Is this a question? Click here to post it to the Questions page.

Reply to this comment...


I think that the Search results should not default to "Date Created" which automatically shows the oldest pages. It's true that some very important pages were created early on, however we've gotten a lot better at organizing wiki pages more recently ;).

When i search for noise using the button (not autocomplete), there is no version of results that places the page https://publiclab.org/wiki/noise on the top two rows of results. So for this search term i have no preferred method of search because none of them give me the main wiki page as the first (or at least top row) of results. Could this be fixed by putting a direct link to a tag page https://publiclab.org/tag/noise at the top of the search results page?

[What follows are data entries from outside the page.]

PR #1182, opened 2022-04-27
Check exclusion status of fully excluded and in progress exclusions in two steps

johscheuer:
# Description

The idea here is to run the exclusion check in two steps:

1. Check all processes that are already fully excluded (don't serve any roles), this is only an additional safety check and shouldn't be required actually.
2. Check all exclusions that are "in progress"

The benefit of this approach is that a slow exclusion doesn't block the removal of other process groups that are already fully excluded.

## Type of change

## Discussion

-

## Testing

Unit tests + locally.

## Documentation

Like commented here: https://github.com/apple/foundationdb/issues/6854#issuecomment-1110608724 it would actually be nice if FDB would offer this functionality. if I get some spare time I might look into creating this in the c bindings. 

## Follow-up

### DIFF
--- a/fdbclient/admin_client.go
+++ b/fdbclient/admin_client.go
@@ -332,17 +332,19 @@ func (client *cliAdminClient) GetExclusions() ([]fdbv1beta2.ProcessAddress, erro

Is this a question? Click here to post it to the Questions page.

Reply to this comment...


I think there are some huge improvements here! I've noticed that in general, the relevance of the search results is much improved. Thanks so much for all of your work on this! Some of the hiccups I've observed are below--

I had a similar experience with a search for Open Hour as Liz did-- none of the initial results lead the lead Open Hour page (https://publiclab.org/openhour), though some lead to invites or recaps of previous Open Hour events. When I search for "Open Hour" (in quotes) the page is eventually listed, but not at the top of the results. I do think it's important that our search help users find wiki pages on a topic and other static pages on the site, since there aren't super intuitive ways to reach all of those pages in other ways via the existing site navigation.

A search for Barnraising brought up some similar issues-- there were notes about some previous Barnraising events in the auto suggested results, but nothing relevant appeared close to the top of any of the results pages other than "likes".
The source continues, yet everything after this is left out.